» **WORK TO COMPLETE**
Filter the entries, keeping every line with the string "usage".

» **SUPPLIED DATA**
PR #11, opened 2017-09-05
Add UndoUtil helper class

marcjansen:
This PR adds an UndoUtil helper class from a client project. It is ported with the minimum needed changes, and without additional tests.

Please review.


ahennr:
LGTM

marcjansen:
Thanks for the review

PR #14, opened 2017-09-06
VisibleComponent HOC

dnlkoch:
This introduces the `VisibleComponent` high order component.

Additionally the transpiled example sources are enhanced for production usage.


src/VisibleComponent/VisibleComponent.jsx
```diff
@@ -0,0 +1,123 @@
...
+
+/**
+ * The HOC factory function.
+ *
+ * Wrapped components will be checked against the activeModules array of
+ * the state: If the wrapped component (identified by it's name) is included
+ * in the state, it will be rendered, if not, it wont.
+ *
+ * @param {Component} WrappedComponent The component to wrap and enhance.
+ * @return {Component} The wrapped component.
```
marcjansen: I think you missed another `@param` here, right?

src/VisibleComponent/VisibleComponent.spec.js
```diff
@@ -0,0 +1,127 @@
...
+import TestUtils from '../Util/TestUtils';
+
+describe('isVisibleComponent', () => {
+  let EnhancedComponent;
+
+  /* eslint-disable require-jsdoc */
+  class MockComponent extends React.Component {
+    render() {
+      return (
+        <div>A mock Component</div>
```
marcjansen: Should we name the file `*.spec.jsx`?

src/VisibleComponent/VisibleComponent.example.md
```diff
@@ -0,0 +1,10 @@
+---
+layout: basic.html
+title: VisibleComponent HOC example
+description: This example shows the usage of the VisibleComponent HOC (High Order Component).
+collection: Examples
+---
+
+This example shows the usage of the VisibleComponent HOC (High Order Component) to
+determine the visibility of a component based on a `activeModules` property. Typically
+this property is managed globally by `react-redux` (or similiar).
```
marcjansen: A little bit more prose would be nice. E.g. we define three compononents, but because of the HOC we only see 2… OK?

src/index.js
```diff
@@ -1,7 +1,9 @@
 import {UserChip} from './UserChip/UserChip.jsx';
 import {Toolbar} from './Toolbar/Toolbar.jsx';
+import {isVisibleComponent} from './VisibleComponent/VisibleComponent.jsx';
```
KaiVolland: No named import needed. After rebasing all the other imports should be unnamed aswell.

KaiVolland:
Good job.

As you introduce new features you should increase the minor version in the package.json.

src/VisibleComponent/VisibleComponent.jsx
dnlkoch: Check.

src/VisibleComponent/VisibleComponent.spec.js
dnlkoch: Check.

src/VisibleComponent/VisibleComponent.example.md
dnlkoch: Check.

src/index.js
dnlkoch: Nope, `isVisibleComponent` is a named export (and should stay as it is as it is a method).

» **TASK RESULT**
Additionally the transpiled example sources are enhanced for production usage.
+description: This example shows the usage of the VisibleComponent HOC (High Order Component).
+This example shows the usage of the VisibleComponent HOC (High Order Component) to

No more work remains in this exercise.